14.2. Comparing multiple scenarios in minutes
Instead of evaluating one plan at a time, the user can generate several ranked scenarios and compare them.
Practical formulation: Imagine you need not one answer, but several alternatives. Marine Solver helps produce and compare multiple feasible scenarios quickly.
14.3. Exploring “what if” questions
A planner may want to ask: What if we allow laycan deviation? What if we avoid Suez? What if bunker price changes? What if we remove one cargo? What if we apply CII target?
Practical formulation: Imagine you want to test several commercial and operational assumptions before making a decision. Marine Solver helps turn “what if” questions into comparable scenarios.
15. Workspace and Confidential Planning
15.1. Saved vessel database
A company may want to use its own vessel data repeatedly without re-entering it each time.
Practical formulation: Imagine you work with a recurring fleet. Marine Solver allows you to use saved vessel data as part of the planning workflow.
15.2. Confidential planning space
Fleet and cargo planning often involves commercially sensitive information.
Practical formulation: Imagine your vessel data, cargo assumptions and planning scenarios are commercially confidential. Marine Solver supports a private workspace where users can work with their own data.
15.3. Returning to saved tasks
Planning is rarely completed in one step. Users may need to return to a scenario after negotiations, updated costs or new cargo information.
Practical formulation: Imagine you built a scenario in the morning, received new market information in the afternoon, and need to continue from the same task. Marine Solver supports iterative planning.
16. Reporting and Decision Explanation
16.1. Explaining why a scenario was selected
Marine Solver does not only produce a result. It provides scenario comparison and breakdowns that help explain the decision.

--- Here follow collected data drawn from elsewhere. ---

PR #138, opened 2018-04-18
feat: support toml config

lbenie:
[#140]


jaylinski:
What's the use-case for this, or: what's so bad about a js config?

Supporting all kinds of formats for a config file sounds like feature creep for me... (same for #115)

yyx990803:
I think it's just users coming from other static site generators prefer some of these more popular formats. I think we'll support js, yaml and toml and that's it.

yyx990803:
@lbenie I can verify the code is working with the preview - ccould you please delete the toml version of the config before I merge?

lbenie:
@yyx990803 sure thing

PR #148, opened 2018-04-19
Added reference to emoji list

ycmjason:


docs/guide/markdown.md
```diff
@@ -79,6 +79,8 @@ meta:
 
 :tada: :100:
 
+[A list of all emojis available can be found here.](https://github.com/markdown-it/markdown-it-emoji/blob/master/lib/data/full.json)
```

Practical formulation: Imagine you need to explain to management why one vessel-cargo allocation is better than another. Marine Solver helps show the difference in cost, time, profit, emissions and feasibility.

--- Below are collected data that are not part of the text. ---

PR #199, opened 2025-01-14
Output Transforms

schmidma:
This adds output transforms as discussed on the concept board last week.
Output transforms are applied to outputs when learning in a supervised fashion, the inverse of this transform is also attached to the model, to maintain equivalent interfaces when using the model.

### DIFF
--- a/src/flowcean/core/model.py
+++ b/src/flowcean/core/model.py
@@ -55,15 +55,23 @@ class ModelWithTransform(Model):
     """
 
     model: Model
-    transform: Transform
+    input_transform: Transform | None
+    output_transform: Transform | None
 
     @override
     def predict(
         self,
         input_features: pl.LazyFrame,
     ) -> pl.LazyFrame:
-        transformed = self.transform.apply(input_features)
-        return self.model.predict(transformed)
+        if self.input_transform is not None:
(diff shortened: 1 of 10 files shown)


src/flowcean/core/model.py
```diff
@@ -55,15 +55,23 @@ class ModelWithTransform(Model):
...
     ) -> pl.LazyFrame:
-        transformed = self.transform.apply(input_features)
-        return self.model.predict(transformed)
+        if self.input_transform is not None:
+            input_features = self.input_transform.apply(input_features)
+
+        prediction = self.model.predict(input_features)
+
+        if self.output_transform is None:
+            return prediction
```
ChristianWieck, line 72: Stylistic nitpicking, but I would try to keep the `ifs' consistent - either both `is` or both `is not`. Currently they express the exact opposite statements.

schmidma: Took some time to understand what you meant :smile: But I replaced this if with `if self.output_transform is not None:` and swapped the return paths.

ChristianWieck: 👍🏻

ChristianWieck (approved):

ChristianWieck (approved):

Issue #192, opened 2025-01-14
Tool Strategy


newLabAspect:
- like learning and evaluation strategy for tools
- find suitable naming for this type of strategy
- implements from ConceptBoard

PR #204, opened 2025-01-21
Deployment strategies

SM20598:
Deployment strategy based on #192


src/flowcean/strategies/deployment.py
```diff
@@ -0,0 +1,50 @@
...
+from flowcean.core.environment.incremental import IncrementalEnvironment
+from flowcean.core.transform import ChainedTransforms
+
+from flowcean.core.model import ModelWithTransform
+
+def deploy(
+    environment: ActiveEnvironment | IncrementalEnvironment,
+    config: list[str],
+    model: ModelWithTransform,
+    input_transforms: ChainedTransforms,
```
schmidma, line 12: This type bound probably only needs to be `Transform`
```suggestion
    input_transforms: Transform,
```

src/flowcean/strategies/deployment.py
```diff
@@ -0,0 +1,50 @@
+import polars as pl
+from flowcean.core.environment.active import ActiveEnvironment
+from flowcean.core.environment.incremental import IncrementalEnvironment
+from flowcean.core.transform import ChainedTransforms
+
+from flowcean.core.model import ModelWithTransform
+
+def deploy(
+    environment: ActiveEnvironment | IncrementalEnvironment,
+    config: list[str],
```
schmidma, line 10: This seems to be unused?

src/flowcean/strategies/deployment.py
```diff
@@ -0,0 +1,50 @@
...
+    Use a trained model
+
+    Args:
+        observation: an observation of the environments current state
+        model: the trained model
+        input_transforms: system specific transforms for model input
+        output_transforms: system specific transforms for system input
+    """
+    output = model.predict(input_transforms.apply(observation))
+    return output_transforms.apply(output)
```
schmidma, line 50: What is this function for?

src/flowcean/strategies/deployment.py
SM20598: Done

src/flowcean/strategies/deployment.py
SM20598: @mknitt and I discussed how a connection between flowcean and a robot system would look like. Our understanding is that an environment can be directly included in flowcean (e.g. a custom simulation environment) or exist externally. For example. a robot running on ROS might have a node that is calling directly applying a model trained in flowcean and provides an observation.

src/flowcean/strategies/deployment.py
SM20598: Our diagram showed a config for the environment, which is why I included a param for this function that is unused right now.

src/flowcean/strategies/deployment.py
schmidma: I'd argue, to then call `model.predict()` ... I do not see the point of this function :thinking:

src/flowcean/strategies/deployment.py
schmidma: Then, I'd remove it for now and introduce the parameter as soon as we need it

schmidma (approved):

PR #205, opened 2025-01-21
Data can be Any-thing

schmidma:
Annotate all core methods with `Data` which in turn is just an alias for `Any`

Based on #199


ChristianWieck:
With this change, is there any checking that environments, transforms and learners fit together? I think we discussed some sort of "up front" type checking. The key question imo is whether we should migrate the "anything data" first and add type checking afterwards, or add them together.

schmidma:
No there is not... This PR just drops all our requirements. We can discuss this in the team, but I personally would first drop it and add "safety" features incrementally

ChristianWieck (dismissed):

ChristianWieck (approved):

PR #210, opened 2025-01-31
Add support for Python 3.10

mknitt:

PR #211, opened 2025-01-31
ROS Package for Deploying Flowcean Models 

mknitt:
Depends on #210


mknitt:
This moved to its own repository.
https://github.com/flowcean/flowcean-ros

PR #222, opened 2025-02-14
Particle cloud image transform

manavthakkar:
Implement particle cloud image transform as mentioned in section 3.1 of this [paper](https://link.springer.com/article/10.1007/s10489-020-02157-6).


src/flowcean/polars/transforms/particle_cloud_image.py
```diff
@@ -0,0 +1,146 @@
...
+        cutting_area: float = 15.0,
+        image_pixel_size: int = 300,
+        *,
+        save_images: bool = False,
+    ) -> None:
+        """Initialize the ParticleCloudImage transform.
+
+        Args:
+            particle_cloud_feature_name: Name of the particle cloud feature.
+            cutting_area: Square region side length for cropping (in meters).
```
mknitt, line 35:
```suggestion
            cutting_area: Side length of the square region used for cropping (in meters).
```

src/flowcean/polars/transforms/particle_cloud_image.py
mknitt, line 1: this should be moved to `examples/robot_localization_failure/custom_transforms`

tests/polars/transforms/test_particle_cloud_image.py
mknitt, line 1: this should be moved to `examples/robot_localization_failure/tests`

tests/polars/transforms/test_particle_cloud_statistics.py
mknitt, line 1: this should be moved to `examples/robot_localization_failure/tests`

pyproject.toml
```diff
@@ -23,6 +23,7 @@ dependencies = [
   "joblib>=1.4.2",
   "lightning>=2.4.0",
   "numpy>=1.26.4",
+  "pillow>=11.1.0",
```
mknitt, line 26: Move this into the `dev` dependency group

mknitt: So, into the list with matplotlib and opencv in line 68

mknitt (approved):

PR #223, opened 2025-02-18
Time Slice Series Transform

### LINKED ISSUE #203: Slicing time series data
For time-dependent detection of events or faults, we need to be able to extract the timestamps from a previously recorded time series. 
The relevant features of the time series should then be cut into slices of user-specified interval length around the timestamps.

SM20598:
This is branch implements the Time Slice Series Transform. 

Closes #203


src/flowcean/polars/transforms/slice_time_series.py
```diff
@@ -0,0 +1,118 @@
...
+from flowcean.polars.is_time_series import is_timeseries_feature
+
+
+class SliceTimeSeries(Transform):
+    """Slices time series features based on a counter column.
+
+    Extracts time series segments corresponding to each timestamp in the
+    counter column. This transformation enables slicing time series data
+    into fixed-duration windows relative to reference timestamps.
+
```
ChristianWieck, line 14: I'm not quite sure what this means. Can you add a "math expression" that shows what boolean relationship needs to be true for an entry to appear in the resulting feature?

src/flowcean/polars/transforms/slice_time_series.py
```diff
@@ -0,0 +1,118 @@
...
+    | feature_a                   | feature_b                   | const |
+    | --------------------------- | --------------------------- | ----- |
+    | list[struct[time,struct[]]] | list[struct[time,struct[]]] | int   |
+    | [{12:26:01.0, {1.2}},       | [{12:26:05.0, {1.0}},       | 1     |
+    |  {12:26:02.0, {2.4}},       |  {12:26:10.0, {2.0}}]       |       |
+    |  {12:26:03.0, {3.6}},       |                             |       |
+    |  {12:26:04.0, {4.8}}]       |                             |       |
+
+    The `SliceTimeSeries` transform extracts a time window of 2 seconds
+    before each `feature_b` timestamp from `feature_a`:
```
ChristianWieck, line 27: This feels like a *very* specific use case. Can you give me an example where it might be useful for a user? I'm not sure we want this technical debt in the core flowcean framework. If it's important for your use case, maybe it's better placed in the examples folder?

src/flowcean/polars/transforms/slice_time_series.py
```diff
@@ -0,0 +1,118 @@
...
+    """
+
+    def __init__(self, counter_col: str, duration: int = 1) -> None:
+        """Initialize SliceTimeseriesTransform.
+
+        Args:
+            counter_col: The name of the counter column used to slice the time
+                series.
+            duration: The duration in seconds for slicing the time series.
+                Default is 1 second.
```
ChristianWieck, line 61: Why do you pick a default of one second? I've got the feeling this should be a "non-optional"/"required" parameter.

src/flowcean/polars/transforms/slice_time_series.py
```diff
@@ -0,0 +1,118 @@
...
+        """
+        super().__init__()
+
+        self.dur = duration
+        self.counter_col = counter_col
+
+    @override
+    def apply(self, data: pl.LazyFrame) -> pl.LazyFrame:
+        df = data.collect()
```
ChristianWieck, line 70: Do we really need to collect the frame? This is potentially *very* expensive or straight up impossible if the frame is larger-than-memory. Have a look at `LazyFrames` [`map_batches`](https://docs.pola.rs/api/python/stable/reference/lazyframe/api/polars.LazyFrame.map_batches.html).

src/flowcean/polars/transforms/slice_time_series.py
```diff
@@ -0,0 +1,118 @@
...
+        n_rows = df.height
+        remaining_time_series_columns = [
+            col
+            for col in data.columns
+            if is_timeseries_feature(data, col) and self.counter_col != col
+        ]
```
ChristianWieck, line 76: Nitpicking but do I need to / want to apply this transform to all time series features? Would it be an idea to allow the user to select them and just default to "all"?

src/flowcean/polars/transforms/slice_time_series.py
```diff
@@ -0,0 +1,118 @@
...
+        )
+
+        df = df.select(
+            pl.when(
+                pl.col(remaining_time_series_columns)
+                .struct.field("time")
+                .is_between(
+                    pl.col(self.counter_col).struct.field("time")
+                    - pl.duration(seconds=self.dur),
+                    pl.col(self.counter_col).struct.field("time"),
```
ChristianWieck, line 93: Does this also works with `float` time values? I believe we haven't fixed the time value to be `pl.DataTime` but left it up to the user.

src/flowcean/polars/transforms/slice_time_series.py
SM20598: I agree. This description is a little to specific for the transform.

src/flowcean/polars/transforms/slice_time_series.py
SM20598: I included this selection because the transform should only be applied to time series columns. Having an option to select columns for applying the transform is a nice addition, but I don't see why you would want to leave out features from this filter. Could you give me an example? :smile:

src/flowcean/polars/transforms/slice_time_series.py
SM20598: Yeah I agree. The explanation is a little shallow :+1:

src/flowcean/polars/transforms/slice_time_series.py
```diff
@@ -0,0 +1,141 @@
...
+    The SliceTimeSeries transform is called with
+    '''
+        environment.load()
+        data = environment.get_data()
+        transform = SliceTimeSeries(
+            counter_column="counter_column",
+            duration=2,
+        )
+        transformed_data = transform.transform(data)
+    '''
```
ChristianWieck, line 41:
```suggestion
    ```python
        environment.load()
        data = environment.get_data()
        transform = SliceTimeSeries(
            counter_column="counter_column",
            duration=2,
        )
        transformed_data = transform.transform(data)
    ```
```

src/flowcean/polars/transforms/slice_time_series.py
```diff
@@ -0,0 +1,141 @@
...
+    | feature_a                   | counter_column              | const |
+    | --------------------------- | --------------------------- | ----- |
+    | list[struct[time,struct[]]] | list[struct[time,struct[]]] | int   |
+    | [{12:26:03.0, {1.1}},       | [{12:26:05.0, {3.0}}],      | 1     |
+    |  {12:26:04.0, {2.2}}]       |                             |       |
+    | [{12:26:08.0, {4.4}},       | [{12:26:10.0, {6.0}}],      | 1     |
+    |  {12:26:09.0, {5.5}}]       |                             |       |
+    """
+
+    def __init__(self, counter_column: str, duration: int) -> None:
```
ChristianWieck, line 54: Why is the duration an int and not a float?

src/flowcean/polars/transforms/slice_time_series.py
```diff
@@ -0,0 +1,141 @@
...
+    def apply(self, data: pl.LazyFrame) -> pl.LazyFrame:
+        names = data.collect_schema().names()
+        counter_column_dtype = data.collect_schema()[self.counter_column]
+
+        # Collect names of all other time series columns
+        remaining_time_series_columns = [
+            col
+            for col in data.collect_schema().names()
+            if is_timeseries_feature(data, col) and self.counter_column != col
+        ]
```
ChristianWieck, line 77: Collect the schema - if possible - only once. Collecting the schema is an relative expansive operation.

src/flowcean/polars/transforms/slice_time_series.py
```diff
@@ -0,0 +1,141 @@
...
+class SliceTimeSeries(Transform):
+    """Slices time series features based on a counter column.
+
+    Extract sub-time series from features that are within a time window of n
+    seconds before each timestamp in a counter column.
+
+    feature = feature[
+        (counter_column.time - n) < time < counter_column.time
+    ]
+
```
ChristianWieck, line 17: I still don't quite get why this is needed. It feels super specific...

src/flowcean/polars/transforms/slice_time_series.py
```diff
@@ -0,0 +1,141 @@
...
+        const_columns = (
+            data.select(
+                pl.exclude(
+                    *remaining_time_series_columns,
+                    self.counter_column,
+                ),
+            )
+            .collect_schema()
+            .names()
+        )
```
ChristianWieck, line 89: Instead of collecting the schema again here, couldn't you just use the schema information you just got a few lines earlier to get the const columns names?

src/flowcean/polars/transforms/slice_time_series.py
```diff
@@ -0,0 +1,141 @@
...
+
+        # Recreate time series based on the counter column
+        data = (
+            data.unique(maintain_order=True)
+            .group_by(
+                [self.counter_column, *const_columns],
+                maintain_order=True,
+            )
+            .agg(remaining_time_series_columns)
+        )
```
ChristianWieck, line 129: Does this guarantee uniqueness? What happens if two samples have the same counter column values?

src/flowcean/polars/transforms/slice_time_series.py
ChristianWieck: I still don't quite understand the use of this transform. But since most/all other transforms offer the option to specify the target features (at least optionally), we should keep this feature here as well.

mknitt: In the robotics example, we have a long time series that includes resets of our localization state once it is delocalized. Whenever a delocalization occurs, a delocalization counter counts up. If we do not chop the time series at these resets, models would learn wrong temporal behavior around the times of these resets. That's why we need this transform. If you think this type of transform is not needed for other use cases, we can of course move it into the custom transforms for the robotics example.

ChristianWieck: Ah okay, now I get the use case. I think the current implementation is very specific - would it be an idea to have a generic "Split" transform that takes a time series and splits it into multiple pieces according to a "Timestamp" column? And a separate "LastNSeconds" (all names up for discussion 😄) transform that takes the last N seconds from a time series function? If I'm not mistaken, that would describe this transform exactly?
If you need this transform urgently, I would suggest we move it to the example as currently I lack a clear view if/how this would be usefull for another user of flowcean...

newLabAspect:
Included in #269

16.2. Explaining why an attractive cargo was rejected
A cargo may look good by freight rate but fail after ballast, waiting, ETS, CII or exit position are considered.
Practical formulation: Imagine a cargo looks attractive commercially, but the full scenario analysis shows that it is not the best option. Marine Solver helps explain why.

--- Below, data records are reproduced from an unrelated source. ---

PR #228, opened 2025-02-20
Median transform for time series data

ChristianWieck:
This PR:
- Adds a new `Median` transform to find the mean value of a time series feature. A new feature with the name `<name>_median` is added to the dataframe.

### DIFF
--- a/src/flowcean/polars/transforms/median.py
+++ b/src/flowcean/polars/transforms/median.py
@@ -1,0 +1,34 @@
+import logging
+from collections.abc import Iterable
+
+import polars as pl
+from typing_extensions import override
+
+from flowcean.core import Transform
+
+logger = logging.getLogger(__name__)
+
+
+class Median(Transform):
+    """Replaces time-series features with there median value."""
+
+    def __init__(self, features: str | Iterable[str]) -> None:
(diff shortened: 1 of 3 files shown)


src/flowcean/polars/transforms/median.py
```diff
@@ -0,0 +1,34 @@
...
+import polars as pl
+from typing_extensions import override
+
+from flowcean.core import Transform
+
+logger = logging.getLogger(__name__)
+
+
+class Median(Transform):
+    """Replaces time-series features with there median value."""
```
schmidma, line 13:
```suggestion
    """Replaces time-series features with their median value."""
```

schmidma: it also not really replaces them, it adds them, does it?

schmidma (changes requested):

src/flowcean/polars/transforms/median.py
ChristianWieck: That's true. In the first iteration it replaced the values. I since added a `replace` argument to control the behaviour. I'll add them to the Mean and Median transforms as well.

16.3. Comparing scenarios for internal approval
A company may need a structured report before committing to a plan.
Practical formulation: Imagine you need to present several alternatives to decision-makers. Marine Solver helps create scenario comparisons, breakdowns and reports.
16.4. Turning complex planning into a structured decision
The core value is not only calculation speed. It is the ability to structure a complex decision where many variables change together.
Practical formulation: Imagine your team has vessels, cargoes, laycans, routes, costs, emissions and contractual restrictions all changing at once. Marine Solver helps turn this complexity into ranked, explainable decision scenarios.
Conclusion
Marine Solver is not built around one standard voyage calculation. It is built around the real business situations where fleet deployment, cargo selection, vessel selection, route planning, compliance, costs and timing must be considered together.
It helps users answer practical questions:
- Which vessel should take which cargo?
- Which cargo should be selected for this vessel?
- Which vessel is best for this cargo?
- What happens if a cargo is added or removed?
- What changes if bunker prices increase?
- Can we protect mandatory contracts while still optimizing the plan?
- How does laycan flexibility affect feasibility?
- What is the cost of avoiding a canal or risky region?
- Does the scenario still work under CII or ETS constraints?
- Which plan gives the best balance between cost, time, profit and emissions?
In this sense, Marine Solver is not only a calculation tool. It is a structured decision-support environment for pre-fixture fleet planning. Its purpose is to help decision-makers move from complex market options to clear, comparable and mathematically optimized decision scenarios.